Aim of the task: Produce an exact copy of the listing.

Information provided:
┌────────
PR #6112, opened 2017-07-17
[WIP] Manage guix-daemon setup on CI

cbaines:
This branch includes an additional module to install Guix on a machine, and then enables this on ci-agent-2.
└────────
Problem solution:
PR #6112, opened 2017-07-17
[WIP] Manage guix-daemon setup on CI

cbaines:
This branch includes an additional module to install Guix on a machine, and then enables this on ci-agent-2.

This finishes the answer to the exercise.